Random matrix ensembles with an effective extensive external charge

TL;DR

This paper investigates special random matrix ensembles with an external charge effect, analyzing their properties using Jack polynomials and demonstrating universality in eigenvalue behavior.

Contribution

It introduces and analyzes ensembles with an external charge effect, proving properties with Jack polynomial theory and establishing universality classes for eigenvalues.

Findings

Reproducing property of the Poisson kernel proved using Jack polynomials.

Variance of linear statistics matches Dyson circular ensemble.

Global density calculated exactly for all even $eta$ values.

Abstract

Recent theoretical studies of chaotic scattering have encounted ensembles of random matrices in which the eigenvalue probability density function contains a one-body factor with an exponent proportional to the number of eigenvalues.
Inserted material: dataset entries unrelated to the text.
PR #767, opened 2019-03-22
temporarily bypass async loader for preact x

ForsakenHarmony:


prateekbh:
But wouldn't this disable coffee splitting?

reznord:
In `Preact X`, yes it will disable code splitting

developit:
I don't think it's a good idea to ship code splitting in a disabled state.

prateekbh:
+1 ^

ForsakenHarmony:
Was meant as a temporary workaround so people can use preact cli with x until it's fixed

developit:
one option here would be to remove the base reuse stuff and just have the async loader's component render null while waiting. It'd just have the flash of no content problem we had before @lukeed's fix, but still async/lazy.

prateekbh:
Which works but still is ugly 😐

developit:
Indeed. I spent a few hours playing around with using componentDidCatch for this, but I'm running into some alpha.2 bugs.

ForsakenHarmony:
I've been using `yarn link` a bunch recently for testing

developit:
that's my usual approach yeah.

reznord:
I think @developit has a PR on the way for async component in Preact X.

PR #770, opened 2019-04-07
Do not force a favicon

MasterRennor:
This PR removes the default/fallback favicon. (https://github.com/developit/preact-cli/issues/643)

The specs are updated to reflect the no-icon-by-default markup. This could be improved, as the case where an asset _does_ exist is no longer covered by the specs.

### DIFF
--- a/packages/cli/lib/lib/webpack/render-html-plugin.js
+++ b/packages/cli/lib/lib/webpack/render-html-plugin.js
@@ -28,7 +28,7 @@ module.exports = async function(config) {
 			},
 			favicon: existsSync(resolve(src, 'assets/favicon.ico'))
 				? 'assets/favicon.ico'
-				: resolve(__dirname, '../../resources/favicon.ico'),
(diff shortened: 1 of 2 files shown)


prateekbh:
But why?
This is a default favicon. You can always override it.

Is that a problem?

MasterRennor:
Well, it sort of looked like there was a green light for that:
image

Personally, I also don't mind a fallback favicon, but I guess the issue for the original ticket poster is that it might interfere with their branding.

reznord:
@MasterRennor instead of removing it, can we make it optional? 

If only favicon is present, then can we add `<link rel='favicon' href='favicon.ico' />` to the html?

MasterRennor:
@reznord, if I'm not mistaken, I am only removing the fallback icon which is added when there is no favicon provided by the user. So, effectively, this PR is doing just that: only adding a favicon, if there is one in `src/assets`.

PR #775, opened 2019-04-13
Fix weird highlighting in README

zaccolley:
Looks like a `'` in the README was adding highlighting we don't want.

__Before:__

__After:__


zaccolley:
Sorry made two commits, can close and do another if you can't squash?

Issue #443, opened 2017-12-21
Documentation on how to use SASS


jeanlucaslima:
**Do you want to request a *feature* or report a *bug*?**
Feature/improvement. 

**If this is a feature request, what is motivation or use case for changing the behavior?**
The documentation won't explain easily how to use things like sass, and even lead to incorrect behaviours like using the flag `--sass` as mentioned in #411

guido4000:
This is how I added it:

* $ npm install --save-dev node-sass sass-loader
* create helpers.scss file
* rename index and component style file extensions to .scss
* import helpers.scss in index and component scss files: @import "src/style/helpers"

jeanleonino:
@guido4000 yeah, it indeed does that and is solved on #411. This issue is about having this documented.

developit:
I would really love to fix our auto-installation for `sass`/`sass-loader`.  Then we could add automatic renaming during project init (`preact create default foo --sass`) and there'd be no more steps!

jeanleonino:
@developit that sounds the best approach, actually. 

Why was the `--sass` removed? How can this be changed? I am willing to try a PR solving it.

lukeed:
It removed as a reaction to having way too many flags for the CLI haha. We probably went a little too far in the other direction, but now we have plans to move back towards Jason's comment. 🙌

dsky1990:
same idea with you @jeanleonino

vutran:
Any plans on getting this reimplemented (along with other loaders)? Otherwise, we should just update the documentation with the manual steps of installing the appropriate packages and loaders.

Another idea would be automatically installing these required packages/loaders on the `watch` command upon demand if a one of these alternative CSS lang (`stylus`, `less`, `sass`, etc.) is present in `src/style`.

lukeed:
Yeah! Right now auto-installation is on the roadmap. Unfortunately doesn't help right now, so you still need to rename your file extensions and install `node-sass` and `sass-loader` manually.

vutran:
Lmk where I can help.

Side note, it would make sense to document it in the meantime in the `README`. If so, maybe @jeanleonino can create the PR as originally suggested.

MattSidor:
Can this issue please be re-opened? I am struggling to figure out the correct config changes I need to make to get `*.scss` files to transpile/load correctly...

MattSidor:
I think I've figured this out for my project.

[...]

Issue #411, opened 2017-10-18
How to create a project with sass?


expdevelop:
Sorry guys, maybe I'm stupid, but I'm literally CAN'T find any guide to create a project on preact-cli with sass usage instead of css.

So, could anyone help me with that? 
`preact create default app --sass` is not working.

SaraVieira:
Hi !

Can you tell me what is the error you are getting ?

expdevelop:
@SaraVieira `preact create default app --sass` -> `Unknown argument: sass`

lukeed:
There's no `--sass` flag anymore. Just install `node-sass` and `sass-loader` in your app and you're ready to go.

```sh
$ preact create default app
$ npm install --save-dev node-sass sass-loader
```

expdevelop:
@lukeed I guessed it by myself but I got some errors in console.

`⚠ WARN ./node_modules/preact-cli/lib/lib/webpack/proxy-loader.js?{"__proxy_loader__":{"loader":"sass-loader","cwd":"/${projectpath}/app"},"sourceMap":true}!./src/components/Input/Input.sass
(Emitted value instead of an instance of Error) 

 ⚠️  PostCSS Loader

Previous source map found, but options.sourceMap isn't set.
In this case the loader will discard the source map entirely for performance reasons.
See https://github.com/postcss/postcss-loader#sourcemap for more information.


 @ ./src/components/Input/Input.sass 4:14-226 18:2-22:4 19:20-232
 @ ./src/components/Input/Input.js
 @ ./src/components/FeedbackForm/FeedbackForm.js
 @ ./src/routes/Home/Home.js
 @ ./src/components/App/App.js
 @ ./src/index.js
 @ ./node_modules/preact-cli/lib/lib/entry.js`

lukeed:
@expdevelop Great! That's just a warning, and it's solved by #407 

For the meantime (since it's annoying) you can do this:

```js
let sass = helpers.getLoadersByName(config, 'sass-loader')[0];
sass.loader.options.sourceMap = true;
```

Hope that helps!

botteu:
Where would I add this:
`let sass = helpers.getLoadersByName(config, 'sass-loader')[0];
sass.loader.options.sourceMap = true;`

lukeed:
@botteu Inside a [`preact.config.js`](https://github.com/developit/preact-cli/blob/master/README.md#webpack)

expdevelop:
@lukeed I got error with that

[...]

PR #783, opened 2019-05-01
Add information on SASS and LESS preprocessing

stefanpl:

A simple attempt to provide some documentation on using css preprocessors, as discussed (for almost 1,5 years) in #443 and #411. I only know SASS and LESS, so I only added paragraphs for those. Feel free to add stylus/css modules/anything else.


ForsakenHarmony:
Thanks 🎉

PR #790, opened 2019-05-08
Added .wasm extension to base webpack config for support of importing .wasm files

matthewharwood:
Feature: An update to the webpack-base-config.js file

No
**Summary**
Currently preact-cli will not allow the import of .wasm files. This update should afford the opportunity to do so.

It shouldn't

**Other information**
N/A


ForsakenHarmony:
why not 🙃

Two such ensembles have been encounted: an ensemble of unitary matrices specified by the so-called Poisson kernel, and the Laguerre ensemble of positive definite matrices. Here we consider various properties of these ensembles. Jack polynomial theory is used to prove a reproducing property of the Poisson kernel, and a certain unimodular mapping is used to demonstrate that the variance of a linear statistic is the same as in the Dyson circular ensemble. For the Laguerre ensemble, the scaled global density is calculated exactly for all even values of the parameter $\beta$, while for $\beta = 2$ (random matrices with unitary symmetry), the neighbourhood of the smallest eigenvalue is shown to be in the soft edge universality class.